● Task: From the first line onward, reproduce the records exactly; the final line to include is the one holding "import numpy as np".

(Provided material begins)

PR #3, opened 2023-02-08
Add a new node called ConditioningCombineWeighted that adds scaling to ConditioningCombine

bryanlyon:
This lets you combine weights in a more controlled manner, allowing you to control how much of each conditioning is brought forward.

### DIFF
--- a/nodes.py
+++ b/nodes.py
@@ -9,6 +9,7 @@ import copy
 from PIL import Image
 from PIL.PngImagePlugin import PngInfo
 import numpy as np
+import torch
 
 sys.path.append(os.path.join(sys.path[0], "comfy"))
 
@@ -40,7 +41,7 @@ class CLIPTextEncode:
     def encode(self, clip, text):
         return ([[clip.encode(text), {}]], )
 
-class ConditioningCombineWeighted:
+class ConditioningAddWeighted:
     @classmethod
     def INPUT_TYPES(s):
         return {"required": {"conditioning_1": ("CONDITIONING", ), "conditioning_2": ("CONDITIONING", ),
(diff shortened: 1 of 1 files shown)


comfyanonymous:
I gave it a try with the workflow for [this image](https://comfyanonymous.github.io/ComfyUI_examples/area_composition/square_area_for_subject.png). I replaced the ConditioningCombine node with yours and I got this error:

```
  File "/mnt/fast_ssd/stable_diff/comfy_ui/main.py", line 179, in execute
    executed += recursive_execute(prompt, self.outputs, x, extra_data)
  File "/mnt/fast_ssd/stable_diff/comfy_ui/main.py", line 71, in recursive_execute
    executed += recursive_execute(prompt, outputs, input_unique_id, extra_data)
  File "/mnt/fast_ssd/stable_diff/comfy_ui/main.py", line 71, in recursive_execute
    executed += recursive_execute(prompt, outputs, input_unique_id, extra_data)
  File "/mnt/fast_ssd/stable_diff/comfy_ui/main.py", line 71, in recursive_execute
    executed += recursive_execute(prompt, outputs, input_unique_id, extra_data)
  File "/mnt/fast_ssd/stable_diff/comfy_ui/main.py", line 76, in recursive_execute
    outputs[unique_id] = getattr(obj, obj.FUNCTION)(**input_data_all)
  File "/mnt/fast_ssd/stable_diff/comfy_ui/nodes.py", line 60, in combineWeighted
    output[0][0] = (conditioning_1[0][0] * conditioning_1_strength + conditioning_2[0][0] * conditioning_2_strength)/(conditioning_1_strength + conditioning_2_strength)
RuntimeError: The size of tensor a (154) must match the size of tensor b (77) at non-singleton dimension 1
```

bryanlyon:
Ahh, yes, I see the cause.  You've actually exceeded the clip length and so are doing two clip encodes there.  I'll have to think on this one as to the best way to accommodate this.  Unfortunately this is due to a hack in how the clip was implemented in many SD implementations where they just treat multiple clip encodes as if they were one (though they are not and it's why there is weirdness when you exceed 75 tokens).

It also explains some oddness I was noticing in your implementation, since it doesn't actually combine the conditionings but instead appends them it means that if you do one large conditioning and then use smaller ones with the same above and below you get different images.  See the attached images for reference.

Both are of course valid, just different approaches.

Example_Combined_00001_
Example_CombinedWeighted_00001_
Example_not_combined_00001_

I'll think on the best solution to mixed clips and get back to you with a patch in the next day or two.

bryanlyon:
Latest push should fix the crash you saw.  Did it safely by comparing the sizes of the clips and then concatenating zeroes to make them match.  Not ideal, but it works.

I also changed the wording from "Combine" to "Add" so that current usage can remain as is.  This will then just create a new node that allows the user to add clips together to create a single combined conditioning instead of concatenating them.

comfyanonymous:
Yes running clip twice and appending the outputs seems to be the way that works the best for letting people going over the token limit so it's what I implemented.

Your node seems to break when I pass it the output of a ConditioningCombine

I think a good behaviour would be to rename conditioning_1 to conditioning_to and conditioning_2 to conditioning_from. Then the node could add each conditioning from conditioning_from to each conditioning in conditioning_to. 
I think this is what would make the most sense.

PR #4, opened 2023-02-09
add recursive listing of models

bazettfraga:
Checkpoints, configs, VAEs, LoRAs and clip model directories are now recursively searched across all operating systems, allowing for the use of subdirectories and symlinked subdirectories.


comfyanonymous:
Seems to work great. It even handles recursive links. I'll just do a quick test on windows before merging it.

bazettfraga:
Quick test I ran on a Windows 10 VM, looks to be working as intended.

screenshot_2023-02-09-14:00:46

PR #7, opened 2023-02-09
create output dir if none is present

bazettfraga:
FileNotFoundError occurs if no output directory is present, this fixes it by making new directory where there should be one.

Another discussion that should be opened is whether it should be possible to  configure multiple custom directories (eg multiple output dirs, multiple model dirs, etc).


comfyanonymous:
I merged it but it looks like github doesn't pick it up when I merge it by rebasing: https://github.com/comfyanonymous/ComfyUI/commit/642516a3a62b39e1cef55942b47a6b1e24f03dab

(Provided material ends)

● Final answer:
PR #3, opened 2023-02-08
Add a new node called ConditioningCombineWeighted that adds scaling to ConditioningCombine

bryanlyon:
This lets you combine weights in a more controlled manner, allowing you to control how much of each conditioning is brought forward.

### DIFF
--- a/nodes.py
+++ b/nodes.py
@@ -9,6 +9,7 @@ import copy
 from PIL import Image
 from PIL.PngImagePlugin import PngInfo
 import numpy as np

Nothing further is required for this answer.